Material removal during abrasive impregnated brush deburring of micromilled grooves in NiTi foils

• Brush deburring applied to micromilled grooves in 25 µm NiTi foils.
• Material removal mechanism is by chips and breaking off of deformed material.
• Domination of initial contact forces at 7 m/s tip velocity.
• A Hertzian static indentation model is used to predict indentation rate.
• Paris equation based model is used to predict deburring brush passes.
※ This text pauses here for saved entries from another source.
PR #5523, opened 2018-08-27
Still more simple_mob conversions

Anewbe:


Atermonera:
vault4.dm, one instance each of `/mob/living/simple_animal/hostile/alien/drone` and `/mob/living/simple_animal/hostile/alien`

PR #5526, opened 2018-08-28
Catching is no longer guaranteed, accuracy code is more general

Anewbe:
- Catch chance now starts at 90%. This is decreased by the same ailments that affect gun and melee accuracy, ie Eye conditions.
- Sharp objects are harder to catch.
- Accuracy code from Eye conditions (blind, blurry, confused) is now generalized, rather than being copied in four places.
- You can no longer catch things using hands that do not exist.


mistyLuminescence:
make catching guaranteed for beach balls and basketballs tbh

PR #5527, opened 2018-08-28
Adds a Neural implant for future implementation.

Mechoid:
Neural implant to fit the 'Brain Implant' role.

- Changes the icon of the affected brain to an assisted version.
- Chance to damage the brain when EMPed.
- Failure of the implant, or removal will result in severe damage and side-effects.
- Robotic brains (Posi, Drone) will only get warnings about worse damage from the implant, aside from standard damage signs.

Promethean brains have been updated to fit the icon scheme.


Nalarac:
Is this implant removed using the hemostat extracting surgery? If so, it could be an issue if someone who has this also has, for example, shrapnel in their skull.

Mechoid:
..I think that may be more an issue with 'There's no way to determine if this is shrapnel or an implant before removing it', because this then happens with chem / uplink / tracking / death implants as well.

code/game/objects/items/weapons/implants/neuralbasic.dm
```diff
@@ -0,0 +1,106 @@
...
+	desc = "A small metal casing with numerous wires stemming off of it."
+	var/obj/item/organ/internal/brain/my_brain = null
+	var/target_state = null
+	var/robotic_brain = FALSE
+
+/obj/item/weapon/implant/neural/post_implant(var/mob/source)
+	if(ishuman(source))
+		var/mob/living/carbon/human/H = source
+		if(H.species.has_organ["brain"])
+			var/obj/item/organ/internal/brain/possible_brain = H.internal_organs_by_name["brain"]
```
Anewbe: O_BRAIN

mistyLuminescence:
@Mechoid maybe give the surgeon a list of embedded items, and allow them to choose which ones to remove? so if you're operating on someone and you don't want to remove the implant, you just.. don't (or if you're an antag surgeon and you're into that kinda thing, you do)

PR #5541, opened 2018-08-31
Submaps can be rotated

Atermonera:
Default direction is SOUTH, they can be rotated to any cardinal direction.
Submaps loaded at map generation will be randomly rotated, for more variety. Experience PoIs in orientations you've never seen before*!

* Unless you're a maniac that actually rotates the view.

Tested. Took a while to figure out how information went through the map loader but I got there eventually. And unlike the stuff posted to the server and discord, the maps don't overlap!

### DIFF
--- a/code/modules/maps/tg/reader.dm
+++ b/code/modules/maps/tg/reader.dm
@@ -39,6 +39,7 @@ var/global/use_preloader = FALSE
 	//How I wish for RAII
 	if(!measureOnly)
 		Master.StartLoadingMap()
+		world << "/dmm_suite/load_map()\t\tPlacing at ([x_offset], [y_offset], [z_offset])"
 	space_key = null
 	#ifdef TESTING
 	turfsSkipped = 0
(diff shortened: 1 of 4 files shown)


code/modules/maps/tg/reader.dm
```diff
@@ -132,27 +136,83 @@ var/global/use_preloader = FALSE
...
+
+					if(xcrd >= 1)
+						var/model_key = copytext(line, tpos, tpos + key_len)
+						line_keys[++line_keys.len] = model_key
+						#ifdef TESTING
+						else
+							++turfsSkipped
+						#endif
+						CHECK_TICK
+					maxx = max(maxx, ++xcrd)
```
Arokha: This line makes all loaded maps think they are 1 wider than they actually are and causes loading new z-levels from full width/height dmms to fail, because it believes they are 1 wider than maxx but they are not.

It should be xcrd++ not ++xcrd

PR #5546, opened 2018-09-02
Adds new set of cyborg sprites

Cerebulon:
For medical, science, default, security and combat modules.
Since we may or may not be losing one sprite option. May need to wait for that to be resolved and do a dmi merge.

Sprites:
https://i.gyazo.com/5d7da775141dcb0f03feac667d5f2bf9.png
(Combat module eyes not showing since it was spawned weirdly, but would be the same orange as security's eyes)

Mostly based on an obscure robot from Timesplitters:
https://vignette.wikia.nocookie.net/timesplitters/images/3/35/Inseticksd12.gif/revision/latest?cb=20110509223311


Atermonera:
Style reminds me of Risk of Rain

PR #5548, opened 2018-09-05
Ports /vg/ instrument frame work, adds client based sound pref toggle.

Poojawa:
Also shifts sound files which is 98% of the bulk here.

🆑 Poojawa
add: Ported /vg/ instrument code, improved the UI of instruments.
add: Added a client side pref that mutes instruments being played for you, which was a frequent request downstream.
/🆑 

This also allows the porting of tg or vg instruments, should the want be there. All that would be required is to add the object and the sounds into `sounds/instrument/[instrument]` and it should work right on the get-go.

<3


code/game/objects/items/devices/violin.dm
```diff
@@ -1,392 +1,41 @@
 //copy pasta of the space piano, don't hurt me -Pete
-
-/obj/item/device/violin
-	name = "space violin"
-	desc = "A wooden musical instrument with four strings and a bow. \"The devil went down to space, he was looking for an assistant to grief.\""
+/obj/item/device/instrument
```
Poojawa: I hestiated to just rename this to instrument.dm, but should any hand-held instruments be added, it may be prudent to rename it then.

Poojawa:
All of the travis failures aren't actually my fault, near as I can tell. it compiles cleanly and produces no runtimes in game.

mafana:
Is there be a mechanic for... muting them on my end? I find people are obnoxious with instruments in SS13 a lot.

mafana:
My last comment was made despite the answer very clearly being in the changelog, somehow I missed it despite it being half the text. Disregard.

Poojawa:
https://github.com/tgstation/tgstation-github-automation-tools just adapt as needed <3

but uh, I guess I'll do a changelog file.

Anewbe:
Do you happen to know what license this is under?

Anewbe:
I cannot for the life of me find where VG's license information is.

Poojawa:
https://github.com/vgstation-coders/vgstation13/blob/Bleeding-Edge/LICENSE-GPL3.txt

Poojawa:
also just in case you needed tg's as well, since it was more or less copied from tg who ported it from vg. 

https://github.com/tgstation/tgstation/blob/master/LICENSE

Atermonera:
/vg/ is under GPL, /tg/ is under AGPL unless the code was committed before Dec 31, 2014, 16:38 PST, in which case it is also GPL.

Anewbe:
Seems fine, merging.

PR #5549, opened 2018-09-05
Yet Another Circuit Update

Neerti:
Ports new assemblies from TG. Most of these are cosmetic.
Wall-mounted assemblies can be attached to walls by clicking on the wall with it. Wrenching will unattach from the wall.
Adds circuit clothing. You can now wear an assembly in most slots.
Adds empty circuit clothing to the loadout, since they look fancy. The chestpiece is not available in the loadout.
Ports ability to color assemblies with a coloring tool from TG.
TG lacked an option for hot pink. I have fixed that here.
Ports some of TG's circuit controller things, mainly the printer improvements.
Ports color input pad from TG.
Reorganizes sprite file locations for circuits.
Adds power draw/surplus information to assembly UI.
Ports rgb2hex and hsv2hex from TG.
Ports debug version of circuit printer, with all upgrades applied and infinite material.
Fixes bug that broke default pin values from being set on initialization.
Adds holographic projector circuit, which can copy any movable atom it can see, and make a holographic copy of it.
Adds powernet interface circuit, allows the assembly to draw or give power to the powernet, if anchored over a knotted wire.


code/modules/integrated_electronics/passive/power.dm
```diff
@@ -156,11 +156,88 @@
...
+	if(assembly && assembly.anchored && assembly.battery)
+		var/should_act = get_pin_data(IC_INPUT, 1) // Even if this is false, we still need to update the output pins with powernet information.
+		var/drawing = get_pin_data(IC_INPUT, 2)
+
+		if(should_act) // We're gonna give or take from the net.
+			if(drawing)
+				var/to_transfer = min(throughput, assembly.battery.amount_missing() / CELLRATE) // So we don't need to draw 10kW if the cell needs much less.
+				world << "Transferring [to_transfer]."
+				var/amount = IO.draw_power(to_transfer)
+				world << "Giving [amount] to cell."
```
Atermonera: Debug code?

PR #5553, opened 2018-09-09
Vehicle Expansion 1: Zoom Harder

Mechoid:
FRESH FROM VOXKEA, THE BRAND NEW NOT-STOLEN HOVERBIKE! AND ATV!

https://puu.sh/Br4b5/be163c257e.gif

Refactor cargo trains, they're just normal trains now. 

Adds the Quad, a type of 'train', and its trailer.
- Launches people who get hit by or run over by it, sending them flying to an adjacent tile with a very short stun and low damage.
- Slower in snow, dreadful in water, okay
Re-enables the Spacebike, and fixes it. Can now actually go over normal turf, just at a brisk running speed.
- Actually uses a cell now.
- Faster over water.

Both of these are orderable from cargo for rather high point costs, in addition to being buildable in Robotics from the mecha fabricator.

..You can, in fact, hold them in your hands, but they have slowdown 10, so I don't know why you would.


Atermonera:
Inb4 bodybuilder teshari deadlifting ATVs

lolman360:
When are we giving Security segways so they can be the true space mall cops we all know they are?

PR #5575, opened 2018-09-18
Rig and Spacesuit additions

Woodratt:
- Added the 'military' Rigsuit from Bay.
- Added 'pmc' rigsuits
- Added exploration and pilot voidsuits along with alternate sprites (alternate sprites done by Naidh)
- Addition of suit cyclers for exploration and pilot voidsuits

None of these suits are currently accessible in game outside of admin bus. Currently only the pilot voidsuits have other species sprites. Exploration suits are missing sprites for Teshari (Naidh made some for their alternates but I have to add them) and the rig suits are human only. This is to be fixed in the near future, just wanted to get the make workload actually in the game first.

PR #5583, opened 2018-09-20
Adds tails to Unathi rigsuits (again)

Cerebulon:
Fixes #5551 
(Was unintentionally reverted by #5575 )


Woodratt:
Thought I had incorporated that.

Woops...

PR #5589, opened 2018-09-22
Adds the Biopsy Scanner to the Surgery Kit

Wickedtemp:
Since it's actually used in a surgical operation, it should proooobably be in the kit. Iunno if the kit is really used here aside from antag shuttles, but they might as well have it.


Wickedtemp:
aaaaaAAAAAA**AAAAAAA**

Will poke tomorrow.

Mechoid:
..I knew I was forgetting something.

PR #5590, opened 2018-09-22
Make the Statue 'better'.

Mechoid:
The statue is no longer entirely immortal, and actually has a piece of nice loot for dying, that isn't just its normal marble.

- Health dropped from 50,000 to 3,000 because GOD LORD MAN, it took like 15-20 minutes with an emitter pummeling it to get it to die.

While abrasive impregnated brushes have been used extensively for deburring of machined parts, understanding of the associated mechanics of material removal is lacking. This paper investigates the dependence of brush deburring rate, surface roughness and change in foil thickness on spindle speed and brush nominal penetration during brush deburring of 25 μm thick Nitinol (NiTi) foils. Analysis of the surface after brushing shows that both ploughing and chip formation occur in the process. It is also seen that at bristle tip velocities of about 7 m/s the penetration of abrasives into the foil is dominated by initial contact forces while at about 2 m/s it is dominated by bristle stiffness. Long, slender burrs are removed by fatigue fracture under cyclic loading of the bristles. Burr roots are removed in small chunks as cracks formed by abrasive indentation propagate under cyclic loading of the bristles. A model based on Hertzian contact mechanics is proposed to predict the rate of indentation during brushing and is validated using experiments. The surface roughness initially reduces but subsequently increases with further brushing. Change in foil thickness in all cases is ≤1 μm. A fracture mechanics model for predicting the deburring rate is also proposed and validated.